| SOURCE RECORDS |
PR #929, opened 2019-07-17
ci: shellcheck integration tests

srenatus:
I was waiting for a thing to finish, when it came over me.

I know some of these might be controversial, and the effort might outweight the benefit -- but I'd still prefer we shellcheck'ed all the things. 😉

### DIFF
--- a/.studiorc
+++ b/.studiorc
@@ -41,12 +41,12 @@ export ELASTICSEARCH_URL="http://localhost:10141"
 export POSTGRESQL_URL="localhost:5432"
 # Ingest
 export INGEST_URL="https://localhost:10122"
-export INGEST_PORT=$(echo $INGEST_URL | awk -F: '{ print $NF }')
-export INGEST_HOST=$(echo $INGEST_URL | awk -F: '{ print $2 }' | tr -d '/')
+export INGEST_PORT="localhost"
+export INGEST_HOST=10122
 # Automate Gateway service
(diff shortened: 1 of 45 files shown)


integration/tests/deep_upgrade.sh
```diff
@@ -26,24 +29,32 @@ do_create_config() {
 }
 
 do_deploy() {
-    cat $DEEP_UPGRADE_PATH > $test_manifest_path
```
stevendanna: 🤣 Unsure why I did it this way

.studiorc
```diff
@@ -41,12 +41,12 @@ export ELASTICSEARCH_URL="http://localhost:10141"
 export POSTGRESQL_URL="localhost:5432"
 # Ingest
 export INGEST_URL="https://localhost:10122"
-export INGEST_PORT=$(echo $INGEST_URL | awk -F: '{ print $NF }')
-export INGEST_HOST=$(echo $INGEST_URL | awk -F: '{ print $2 }' | tr -d '/')
+export INGEST_PORT="localhost"
```
srenatus: I've found this a bit silly, so I've ended it 😄

stevendanna: Uh oh, are these reversed?  Should this be 10122 and the next one "localhost"?

srenatus: 😅 oh no!

I'll fix that.

srenatus: https://github.com/chef/automate/pull/933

| EXERCISE PROMPT |
Among the lines of the material above, find those with the word "tests". Copy each one.

| TASK RESULT |
ci: shellcheck integration tests
integration/tests/deep_upgrade.sh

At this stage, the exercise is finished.